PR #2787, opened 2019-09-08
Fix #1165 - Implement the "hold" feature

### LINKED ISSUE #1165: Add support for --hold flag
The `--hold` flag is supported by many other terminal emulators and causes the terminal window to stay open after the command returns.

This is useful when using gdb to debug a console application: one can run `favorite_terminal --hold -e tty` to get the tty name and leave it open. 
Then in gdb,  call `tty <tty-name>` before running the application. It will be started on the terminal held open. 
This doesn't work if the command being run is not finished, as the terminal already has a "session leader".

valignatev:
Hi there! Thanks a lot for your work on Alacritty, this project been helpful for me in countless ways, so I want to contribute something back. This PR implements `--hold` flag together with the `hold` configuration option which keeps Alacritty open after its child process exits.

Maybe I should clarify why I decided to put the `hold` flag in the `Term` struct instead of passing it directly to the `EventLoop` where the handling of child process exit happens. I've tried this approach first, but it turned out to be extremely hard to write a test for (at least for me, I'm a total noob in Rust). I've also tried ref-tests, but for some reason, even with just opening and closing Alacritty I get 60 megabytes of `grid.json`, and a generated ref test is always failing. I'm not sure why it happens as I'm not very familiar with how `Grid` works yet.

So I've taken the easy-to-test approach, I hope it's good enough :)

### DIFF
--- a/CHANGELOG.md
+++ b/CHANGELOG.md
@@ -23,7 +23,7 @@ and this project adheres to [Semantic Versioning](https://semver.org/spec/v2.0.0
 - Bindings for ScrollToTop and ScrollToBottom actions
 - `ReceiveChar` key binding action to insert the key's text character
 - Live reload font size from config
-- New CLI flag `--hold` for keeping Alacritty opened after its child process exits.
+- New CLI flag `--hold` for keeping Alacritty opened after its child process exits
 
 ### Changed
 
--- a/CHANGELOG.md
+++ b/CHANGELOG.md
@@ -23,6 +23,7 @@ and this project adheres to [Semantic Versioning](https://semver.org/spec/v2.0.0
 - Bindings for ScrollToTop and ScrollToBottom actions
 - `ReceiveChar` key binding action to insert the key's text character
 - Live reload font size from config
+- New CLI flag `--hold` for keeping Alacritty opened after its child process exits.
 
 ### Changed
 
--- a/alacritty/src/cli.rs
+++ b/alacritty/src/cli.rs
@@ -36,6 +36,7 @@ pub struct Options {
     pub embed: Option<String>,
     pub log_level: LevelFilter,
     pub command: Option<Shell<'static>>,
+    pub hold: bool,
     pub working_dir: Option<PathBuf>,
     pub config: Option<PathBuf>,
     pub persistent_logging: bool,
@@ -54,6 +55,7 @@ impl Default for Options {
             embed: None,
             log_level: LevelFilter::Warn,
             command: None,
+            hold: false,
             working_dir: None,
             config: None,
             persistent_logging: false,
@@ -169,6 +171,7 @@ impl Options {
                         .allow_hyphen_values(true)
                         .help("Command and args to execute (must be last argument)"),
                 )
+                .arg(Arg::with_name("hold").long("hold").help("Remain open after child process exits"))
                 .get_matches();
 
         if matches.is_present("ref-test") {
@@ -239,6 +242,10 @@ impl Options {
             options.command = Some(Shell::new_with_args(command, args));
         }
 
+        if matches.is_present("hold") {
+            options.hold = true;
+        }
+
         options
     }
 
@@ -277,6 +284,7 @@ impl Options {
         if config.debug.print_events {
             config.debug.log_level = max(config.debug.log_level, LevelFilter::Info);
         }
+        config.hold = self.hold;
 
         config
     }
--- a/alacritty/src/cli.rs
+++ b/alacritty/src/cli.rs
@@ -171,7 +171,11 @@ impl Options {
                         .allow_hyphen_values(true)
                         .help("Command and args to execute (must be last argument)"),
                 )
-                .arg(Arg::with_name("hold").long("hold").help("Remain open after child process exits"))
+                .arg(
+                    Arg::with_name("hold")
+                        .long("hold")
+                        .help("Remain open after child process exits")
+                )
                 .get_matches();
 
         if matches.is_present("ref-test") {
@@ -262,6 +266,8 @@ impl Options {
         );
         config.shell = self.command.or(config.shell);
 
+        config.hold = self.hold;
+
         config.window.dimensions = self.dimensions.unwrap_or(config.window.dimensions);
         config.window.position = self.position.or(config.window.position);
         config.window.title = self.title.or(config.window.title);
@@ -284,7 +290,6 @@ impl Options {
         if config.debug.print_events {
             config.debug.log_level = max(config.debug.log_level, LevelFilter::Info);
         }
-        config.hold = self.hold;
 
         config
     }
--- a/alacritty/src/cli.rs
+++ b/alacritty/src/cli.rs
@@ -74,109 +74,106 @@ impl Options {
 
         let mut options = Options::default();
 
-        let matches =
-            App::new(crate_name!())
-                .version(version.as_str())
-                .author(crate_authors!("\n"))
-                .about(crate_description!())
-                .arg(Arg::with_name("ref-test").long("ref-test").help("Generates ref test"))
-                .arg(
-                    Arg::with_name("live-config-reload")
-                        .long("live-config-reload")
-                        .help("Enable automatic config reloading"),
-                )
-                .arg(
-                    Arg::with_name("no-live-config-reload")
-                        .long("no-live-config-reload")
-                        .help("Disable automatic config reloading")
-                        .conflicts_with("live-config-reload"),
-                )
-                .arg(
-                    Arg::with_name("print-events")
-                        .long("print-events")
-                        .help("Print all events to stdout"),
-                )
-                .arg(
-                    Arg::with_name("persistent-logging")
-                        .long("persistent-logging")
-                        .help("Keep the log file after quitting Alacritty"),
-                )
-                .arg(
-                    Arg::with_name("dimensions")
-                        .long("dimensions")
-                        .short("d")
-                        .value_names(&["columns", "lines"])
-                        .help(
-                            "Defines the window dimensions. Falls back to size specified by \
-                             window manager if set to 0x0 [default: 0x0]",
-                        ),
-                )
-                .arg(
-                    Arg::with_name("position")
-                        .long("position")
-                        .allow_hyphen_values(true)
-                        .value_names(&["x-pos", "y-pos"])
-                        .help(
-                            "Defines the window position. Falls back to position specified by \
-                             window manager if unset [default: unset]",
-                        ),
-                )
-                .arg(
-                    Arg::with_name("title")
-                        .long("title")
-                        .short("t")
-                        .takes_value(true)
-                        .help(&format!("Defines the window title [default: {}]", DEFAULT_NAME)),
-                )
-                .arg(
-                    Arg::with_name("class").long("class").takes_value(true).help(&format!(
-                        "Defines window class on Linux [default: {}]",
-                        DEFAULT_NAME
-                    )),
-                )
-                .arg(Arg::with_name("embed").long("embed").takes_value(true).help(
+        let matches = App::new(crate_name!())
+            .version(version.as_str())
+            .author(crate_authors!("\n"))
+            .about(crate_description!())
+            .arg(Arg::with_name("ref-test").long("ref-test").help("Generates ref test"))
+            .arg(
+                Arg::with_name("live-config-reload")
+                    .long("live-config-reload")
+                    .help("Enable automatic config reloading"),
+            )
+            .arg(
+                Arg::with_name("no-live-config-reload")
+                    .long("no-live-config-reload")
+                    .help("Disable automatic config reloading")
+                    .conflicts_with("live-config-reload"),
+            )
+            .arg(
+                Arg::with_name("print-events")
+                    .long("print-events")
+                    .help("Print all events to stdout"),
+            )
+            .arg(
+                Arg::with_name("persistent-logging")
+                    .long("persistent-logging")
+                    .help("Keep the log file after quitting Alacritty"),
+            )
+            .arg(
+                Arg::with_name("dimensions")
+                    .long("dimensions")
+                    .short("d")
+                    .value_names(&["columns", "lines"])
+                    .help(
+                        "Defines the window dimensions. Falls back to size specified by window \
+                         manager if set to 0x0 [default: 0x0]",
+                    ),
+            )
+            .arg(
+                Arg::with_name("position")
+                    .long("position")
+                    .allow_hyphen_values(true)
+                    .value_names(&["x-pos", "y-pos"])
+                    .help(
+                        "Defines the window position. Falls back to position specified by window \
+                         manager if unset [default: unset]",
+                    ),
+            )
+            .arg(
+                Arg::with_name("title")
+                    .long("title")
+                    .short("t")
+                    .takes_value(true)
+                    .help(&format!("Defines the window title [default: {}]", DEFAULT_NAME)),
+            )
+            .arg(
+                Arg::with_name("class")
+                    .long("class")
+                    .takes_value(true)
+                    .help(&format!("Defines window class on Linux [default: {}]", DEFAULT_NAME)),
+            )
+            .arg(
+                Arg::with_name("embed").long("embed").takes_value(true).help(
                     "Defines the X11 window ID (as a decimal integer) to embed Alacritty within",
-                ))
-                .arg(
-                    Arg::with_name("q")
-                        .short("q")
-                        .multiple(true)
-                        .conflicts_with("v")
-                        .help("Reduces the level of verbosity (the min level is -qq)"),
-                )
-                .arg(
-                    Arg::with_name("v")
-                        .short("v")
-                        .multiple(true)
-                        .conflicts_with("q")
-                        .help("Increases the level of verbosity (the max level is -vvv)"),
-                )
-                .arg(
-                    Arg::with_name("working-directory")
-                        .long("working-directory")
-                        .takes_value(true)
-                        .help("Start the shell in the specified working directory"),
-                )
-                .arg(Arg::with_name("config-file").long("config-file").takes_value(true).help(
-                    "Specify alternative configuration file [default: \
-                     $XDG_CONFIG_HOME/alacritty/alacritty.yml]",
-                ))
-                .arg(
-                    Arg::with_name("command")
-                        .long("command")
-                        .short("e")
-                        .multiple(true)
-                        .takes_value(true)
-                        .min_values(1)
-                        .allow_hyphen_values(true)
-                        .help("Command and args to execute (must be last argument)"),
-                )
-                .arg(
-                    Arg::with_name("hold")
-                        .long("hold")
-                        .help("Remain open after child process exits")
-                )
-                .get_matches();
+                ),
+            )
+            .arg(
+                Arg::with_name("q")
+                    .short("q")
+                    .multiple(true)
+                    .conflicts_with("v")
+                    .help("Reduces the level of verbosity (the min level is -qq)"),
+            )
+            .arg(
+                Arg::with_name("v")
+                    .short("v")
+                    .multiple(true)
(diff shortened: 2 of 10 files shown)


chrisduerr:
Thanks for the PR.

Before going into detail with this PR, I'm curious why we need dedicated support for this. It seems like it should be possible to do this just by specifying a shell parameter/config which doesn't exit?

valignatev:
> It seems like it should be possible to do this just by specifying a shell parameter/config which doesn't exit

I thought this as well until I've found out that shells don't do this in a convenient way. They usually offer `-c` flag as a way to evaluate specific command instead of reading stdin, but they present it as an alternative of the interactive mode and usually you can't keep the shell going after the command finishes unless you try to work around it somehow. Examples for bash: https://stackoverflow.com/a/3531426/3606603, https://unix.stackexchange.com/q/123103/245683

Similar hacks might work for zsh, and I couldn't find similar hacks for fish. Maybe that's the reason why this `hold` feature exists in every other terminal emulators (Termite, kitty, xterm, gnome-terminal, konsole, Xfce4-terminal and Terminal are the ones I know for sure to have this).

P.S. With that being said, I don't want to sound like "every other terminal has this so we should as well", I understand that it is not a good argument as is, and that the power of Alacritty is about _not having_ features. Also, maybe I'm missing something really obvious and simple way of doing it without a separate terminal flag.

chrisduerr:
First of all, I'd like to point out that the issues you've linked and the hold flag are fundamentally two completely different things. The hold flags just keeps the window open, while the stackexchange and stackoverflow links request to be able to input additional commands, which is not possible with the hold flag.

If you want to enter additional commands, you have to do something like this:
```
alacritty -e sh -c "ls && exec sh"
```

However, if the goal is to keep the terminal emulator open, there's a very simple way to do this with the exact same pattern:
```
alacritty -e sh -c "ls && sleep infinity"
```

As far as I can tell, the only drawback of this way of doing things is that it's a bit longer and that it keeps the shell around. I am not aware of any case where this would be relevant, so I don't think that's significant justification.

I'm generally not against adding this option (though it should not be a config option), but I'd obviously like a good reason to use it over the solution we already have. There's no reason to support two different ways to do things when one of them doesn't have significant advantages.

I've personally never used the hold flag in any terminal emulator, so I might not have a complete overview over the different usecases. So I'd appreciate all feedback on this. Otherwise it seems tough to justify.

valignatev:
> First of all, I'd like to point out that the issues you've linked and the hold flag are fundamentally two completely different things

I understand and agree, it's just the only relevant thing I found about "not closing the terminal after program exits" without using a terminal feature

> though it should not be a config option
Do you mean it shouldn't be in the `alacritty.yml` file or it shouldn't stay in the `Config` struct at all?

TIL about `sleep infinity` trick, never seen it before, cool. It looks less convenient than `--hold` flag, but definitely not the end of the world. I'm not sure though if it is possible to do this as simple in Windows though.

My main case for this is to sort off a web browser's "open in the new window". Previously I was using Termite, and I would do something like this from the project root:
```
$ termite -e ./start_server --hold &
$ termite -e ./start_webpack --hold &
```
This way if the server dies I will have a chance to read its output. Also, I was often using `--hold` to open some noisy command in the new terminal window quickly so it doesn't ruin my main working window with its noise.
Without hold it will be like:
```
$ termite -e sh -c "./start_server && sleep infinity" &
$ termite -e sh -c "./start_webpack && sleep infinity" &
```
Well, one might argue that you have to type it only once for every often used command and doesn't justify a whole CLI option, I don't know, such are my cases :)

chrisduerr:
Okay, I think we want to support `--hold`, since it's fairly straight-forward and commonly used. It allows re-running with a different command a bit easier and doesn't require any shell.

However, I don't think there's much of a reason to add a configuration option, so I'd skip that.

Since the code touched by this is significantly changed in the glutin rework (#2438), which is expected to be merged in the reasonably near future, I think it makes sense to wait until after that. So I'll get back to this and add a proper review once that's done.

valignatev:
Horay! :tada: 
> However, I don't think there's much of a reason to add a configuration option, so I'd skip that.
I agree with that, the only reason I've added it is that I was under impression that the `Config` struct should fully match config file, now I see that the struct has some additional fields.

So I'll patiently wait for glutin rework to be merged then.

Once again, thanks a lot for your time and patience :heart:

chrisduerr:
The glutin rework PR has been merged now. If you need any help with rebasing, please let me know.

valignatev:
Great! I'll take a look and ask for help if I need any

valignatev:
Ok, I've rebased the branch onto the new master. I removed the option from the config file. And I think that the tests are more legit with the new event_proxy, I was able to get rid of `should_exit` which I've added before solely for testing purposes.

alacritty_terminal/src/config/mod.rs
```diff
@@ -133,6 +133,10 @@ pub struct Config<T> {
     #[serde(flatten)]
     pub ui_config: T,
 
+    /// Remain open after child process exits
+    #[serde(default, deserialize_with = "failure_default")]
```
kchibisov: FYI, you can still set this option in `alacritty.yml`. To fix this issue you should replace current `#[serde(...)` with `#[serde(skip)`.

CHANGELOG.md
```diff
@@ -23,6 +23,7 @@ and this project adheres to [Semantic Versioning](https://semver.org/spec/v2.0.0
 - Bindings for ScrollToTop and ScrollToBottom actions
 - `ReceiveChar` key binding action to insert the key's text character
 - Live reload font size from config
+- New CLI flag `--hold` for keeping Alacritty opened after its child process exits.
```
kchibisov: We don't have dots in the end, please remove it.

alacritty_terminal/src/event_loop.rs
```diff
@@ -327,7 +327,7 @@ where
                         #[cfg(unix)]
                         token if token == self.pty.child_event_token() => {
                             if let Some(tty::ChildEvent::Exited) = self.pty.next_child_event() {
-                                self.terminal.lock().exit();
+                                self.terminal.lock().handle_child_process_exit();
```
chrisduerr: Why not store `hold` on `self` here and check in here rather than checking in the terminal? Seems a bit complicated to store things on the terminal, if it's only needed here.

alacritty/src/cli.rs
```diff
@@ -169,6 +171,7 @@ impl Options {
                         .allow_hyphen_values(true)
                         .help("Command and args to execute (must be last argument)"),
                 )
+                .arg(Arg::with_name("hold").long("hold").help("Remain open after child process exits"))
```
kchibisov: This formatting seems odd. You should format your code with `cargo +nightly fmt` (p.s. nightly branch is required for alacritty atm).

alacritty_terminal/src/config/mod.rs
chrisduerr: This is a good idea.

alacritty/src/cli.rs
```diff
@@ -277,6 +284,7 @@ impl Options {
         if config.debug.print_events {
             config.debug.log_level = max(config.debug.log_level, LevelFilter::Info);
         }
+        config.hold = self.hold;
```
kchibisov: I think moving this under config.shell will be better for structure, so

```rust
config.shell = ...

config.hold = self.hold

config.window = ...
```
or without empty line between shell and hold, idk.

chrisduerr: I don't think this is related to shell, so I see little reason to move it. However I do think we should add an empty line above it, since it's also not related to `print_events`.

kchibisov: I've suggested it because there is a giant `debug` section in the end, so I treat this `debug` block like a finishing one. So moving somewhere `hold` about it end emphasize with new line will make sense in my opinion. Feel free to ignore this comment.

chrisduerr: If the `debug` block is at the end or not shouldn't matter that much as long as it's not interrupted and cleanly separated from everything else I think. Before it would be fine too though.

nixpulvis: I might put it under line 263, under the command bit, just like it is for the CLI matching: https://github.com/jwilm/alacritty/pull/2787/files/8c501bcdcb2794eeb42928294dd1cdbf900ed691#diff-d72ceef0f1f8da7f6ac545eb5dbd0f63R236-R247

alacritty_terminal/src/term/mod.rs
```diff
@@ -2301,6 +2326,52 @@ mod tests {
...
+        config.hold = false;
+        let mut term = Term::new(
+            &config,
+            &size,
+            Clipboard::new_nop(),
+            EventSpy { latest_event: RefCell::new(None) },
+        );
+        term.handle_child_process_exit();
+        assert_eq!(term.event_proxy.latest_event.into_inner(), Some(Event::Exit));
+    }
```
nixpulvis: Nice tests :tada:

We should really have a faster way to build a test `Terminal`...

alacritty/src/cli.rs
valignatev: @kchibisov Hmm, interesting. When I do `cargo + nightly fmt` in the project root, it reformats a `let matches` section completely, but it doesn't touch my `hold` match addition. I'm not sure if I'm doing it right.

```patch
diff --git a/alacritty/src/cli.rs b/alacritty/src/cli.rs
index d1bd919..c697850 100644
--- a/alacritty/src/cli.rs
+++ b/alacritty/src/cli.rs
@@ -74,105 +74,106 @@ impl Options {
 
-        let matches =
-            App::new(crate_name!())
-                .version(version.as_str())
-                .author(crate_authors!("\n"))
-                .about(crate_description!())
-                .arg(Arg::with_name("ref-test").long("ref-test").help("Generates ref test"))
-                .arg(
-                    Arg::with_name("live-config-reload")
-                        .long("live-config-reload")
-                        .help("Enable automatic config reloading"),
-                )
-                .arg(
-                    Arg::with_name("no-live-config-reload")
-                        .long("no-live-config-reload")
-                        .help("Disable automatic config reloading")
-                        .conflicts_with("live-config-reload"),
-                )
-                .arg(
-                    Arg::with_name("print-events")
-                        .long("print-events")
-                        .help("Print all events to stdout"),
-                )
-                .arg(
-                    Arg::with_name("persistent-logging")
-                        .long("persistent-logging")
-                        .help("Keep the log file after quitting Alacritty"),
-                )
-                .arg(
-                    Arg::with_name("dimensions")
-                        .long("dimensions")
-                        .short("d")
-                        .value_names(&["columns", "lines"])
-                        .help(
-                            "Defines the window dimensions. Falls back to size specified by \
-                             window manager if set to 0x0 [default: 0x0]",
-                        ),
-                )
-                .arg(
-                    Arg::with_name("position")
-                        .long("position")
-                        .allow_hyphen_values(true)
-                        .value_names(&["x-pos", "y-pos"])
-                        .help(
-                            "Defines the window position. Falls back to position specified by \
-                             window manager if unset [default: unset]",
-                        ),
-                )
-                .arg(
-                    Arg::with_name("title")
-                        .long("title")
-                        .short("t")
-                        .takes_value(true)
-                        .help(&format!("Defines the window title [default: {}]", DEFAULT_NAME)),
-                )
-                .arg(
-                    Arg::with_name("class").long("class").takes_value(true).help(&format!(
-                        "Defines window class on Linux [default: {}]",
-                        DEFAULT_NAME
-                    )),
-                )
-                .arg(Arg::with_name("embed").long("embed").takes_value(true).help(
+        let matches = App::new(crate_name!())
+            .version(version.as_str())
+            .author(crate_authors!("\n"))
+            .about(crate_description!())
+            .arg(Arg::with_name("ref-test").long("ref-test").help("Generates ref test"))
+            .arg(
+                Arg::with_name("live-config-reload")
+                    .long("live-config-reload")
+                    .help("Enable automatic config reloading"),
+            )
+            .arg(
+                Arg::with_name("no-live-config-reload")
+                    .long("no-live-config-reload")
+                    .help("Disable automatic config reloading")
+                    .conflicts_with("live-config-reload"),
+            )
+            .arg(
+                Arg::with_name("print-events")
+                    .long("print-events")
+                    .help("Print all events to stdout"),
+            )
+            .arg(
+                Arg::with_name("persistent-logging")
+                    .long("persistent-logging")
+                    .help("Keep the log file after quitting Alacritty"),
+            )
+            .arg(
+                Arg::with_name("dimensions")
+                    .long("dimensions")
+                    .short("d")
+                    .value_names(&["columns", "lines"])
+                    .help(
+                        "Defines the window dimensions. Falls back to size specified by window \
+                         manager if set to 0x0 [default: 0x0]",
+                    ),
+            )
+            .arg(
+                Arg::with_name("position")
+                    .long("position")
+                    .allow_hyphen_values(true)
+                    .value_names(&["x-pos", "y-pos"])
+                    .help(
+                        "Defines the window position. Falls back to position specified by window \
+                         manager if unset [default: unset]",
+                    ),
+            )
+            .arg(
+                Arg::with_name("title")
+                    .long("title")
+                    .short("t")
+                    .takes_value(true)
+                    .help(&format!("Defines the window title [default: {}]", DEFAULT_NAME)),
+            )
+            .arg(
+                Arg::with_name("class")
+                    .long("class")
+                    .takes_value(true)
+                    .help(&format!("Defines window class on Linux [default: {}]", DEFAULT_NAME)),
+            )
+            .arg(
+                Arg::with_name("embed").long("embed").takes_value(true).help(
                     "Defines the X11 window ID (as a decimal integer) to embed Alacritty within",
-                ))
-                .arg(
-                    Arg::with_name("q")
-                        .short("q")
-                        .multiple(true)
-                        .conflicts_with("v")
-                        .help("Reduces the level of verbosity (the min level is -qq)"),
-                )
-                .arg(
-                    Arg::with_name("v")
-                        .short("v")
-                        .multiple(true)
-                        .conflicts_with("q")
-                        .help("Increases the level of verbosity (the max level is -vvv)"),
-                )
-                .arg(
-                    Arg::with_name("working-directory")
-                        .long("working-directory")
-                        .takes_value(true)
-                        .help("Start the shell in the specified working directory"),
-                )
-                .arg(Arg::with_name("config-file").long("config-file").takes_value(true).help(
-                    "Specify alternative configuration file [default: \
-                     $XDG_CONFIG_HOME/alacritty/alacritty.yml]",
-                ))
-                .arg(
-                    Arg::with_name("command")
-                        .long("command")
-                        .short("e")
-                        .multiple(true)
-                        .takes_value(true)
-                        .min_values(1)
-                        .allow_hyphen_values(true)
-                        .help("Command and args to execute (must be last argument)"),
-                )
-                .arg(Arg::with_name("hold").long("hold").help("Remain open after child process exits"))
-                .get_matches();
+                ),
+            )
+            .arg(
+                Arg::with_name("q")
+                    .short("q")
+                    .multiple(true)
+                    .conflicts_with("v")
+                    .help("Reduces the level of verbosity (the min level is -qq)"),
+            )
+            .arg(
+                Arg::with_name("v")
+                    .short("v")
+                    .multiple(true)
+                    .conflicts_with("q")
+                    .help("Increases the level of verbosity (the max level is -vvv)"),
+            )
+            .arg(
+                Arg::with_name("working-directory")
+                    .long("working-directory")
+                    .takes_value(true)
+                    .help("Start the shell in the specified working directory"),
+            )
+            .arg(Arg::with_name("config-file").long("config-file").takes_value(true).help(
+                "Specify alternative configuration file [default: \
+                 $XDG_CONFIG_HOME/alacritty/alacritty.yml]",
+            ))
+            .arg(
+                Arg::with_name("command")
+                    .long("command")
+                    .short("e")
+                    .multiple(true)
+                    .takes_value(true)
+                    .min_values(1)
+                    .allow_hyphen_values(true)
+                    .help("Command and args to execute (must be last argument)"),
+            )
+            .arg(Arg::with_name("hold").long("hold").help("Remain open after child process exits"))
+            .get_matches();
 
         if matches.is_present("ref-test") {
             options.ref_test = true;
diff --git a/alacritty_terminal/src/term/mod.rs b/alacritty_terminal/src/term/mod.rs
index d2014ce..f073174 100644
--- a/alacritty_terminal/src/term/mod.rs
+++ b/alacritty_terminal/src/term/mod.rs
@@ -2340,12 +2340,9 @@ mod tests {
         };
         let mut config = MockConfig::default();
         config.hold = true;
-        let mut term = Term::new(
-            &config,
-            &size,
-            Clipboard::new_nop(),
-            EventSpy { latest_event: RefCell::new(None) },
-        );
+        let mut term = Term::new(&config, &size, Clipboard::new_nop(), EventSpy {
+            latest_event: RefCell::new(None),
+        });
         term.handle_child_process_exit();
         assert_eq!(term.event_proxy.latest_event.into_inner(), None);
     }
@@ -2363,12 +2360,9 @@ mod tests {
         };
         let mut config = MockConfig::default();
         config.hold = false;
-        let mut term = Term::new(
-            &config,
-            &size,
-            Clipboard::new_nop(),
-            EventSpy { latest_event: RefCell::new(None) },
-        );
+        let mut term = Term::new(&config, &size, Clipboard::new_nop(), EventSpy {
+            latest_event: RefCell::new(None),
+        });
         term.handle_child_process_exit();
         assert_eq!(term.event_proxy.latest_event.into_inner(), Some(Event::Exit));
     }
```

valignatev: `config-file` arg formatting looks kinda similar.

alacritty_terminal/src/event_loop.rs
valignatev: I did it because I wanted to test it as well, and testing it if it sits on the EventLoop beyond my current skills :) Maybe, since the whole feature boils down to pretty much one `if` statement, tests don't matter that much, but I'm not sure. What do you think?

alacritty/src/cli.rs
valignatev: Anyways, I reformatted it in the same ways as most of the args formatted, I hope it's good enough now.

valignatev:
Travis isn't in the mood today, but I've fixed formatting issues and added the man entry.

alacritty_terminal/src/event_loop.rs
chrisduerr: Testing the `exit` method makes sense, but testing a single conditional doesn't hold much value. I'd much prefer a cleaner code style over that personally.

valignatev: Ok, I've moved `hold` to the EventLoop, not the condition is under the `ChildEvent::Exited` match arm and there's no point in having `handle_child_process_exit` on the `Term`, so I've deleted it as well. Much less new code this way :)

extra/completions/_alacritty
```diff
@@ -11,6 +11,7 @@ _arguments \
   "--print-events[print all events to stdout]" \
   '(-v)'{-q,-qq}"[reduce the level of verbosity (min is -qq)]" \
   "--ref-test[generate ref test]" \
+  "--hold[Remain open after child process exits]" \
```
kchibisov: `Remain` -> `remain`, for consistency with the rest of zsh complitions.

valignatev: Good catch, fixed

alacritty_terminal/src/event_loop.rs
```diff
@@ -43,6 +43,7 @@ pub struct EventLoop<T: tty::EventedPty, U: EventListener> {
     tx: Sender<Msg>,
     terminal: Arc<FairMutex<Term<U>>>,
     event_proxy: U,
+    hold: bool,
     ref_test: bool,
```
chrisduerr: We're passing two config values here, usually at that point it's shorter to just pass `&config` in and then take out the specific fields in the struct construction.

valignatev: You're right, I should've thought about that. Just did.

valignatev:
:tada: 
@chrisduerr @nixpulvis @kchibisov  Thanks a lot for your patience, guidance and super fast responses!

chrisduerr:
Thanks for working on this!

--------------------

From the beginning of the listing above down to the line with "This is useful", every line should be restated exactly.

PR #2787, opened 2019-09-08
Fix #1165 - Implement the "hold" feature

### LINKED ISSUE #1165: Add support for --hold flag
The `--hold` flag is supported by many other terminal emulators and causes the terminal window to stay open after the command returns.

This is useful when using gdb to debug a console application: one can run `favorite_terminal --hold -e tty` to get the tty name and leave it open. 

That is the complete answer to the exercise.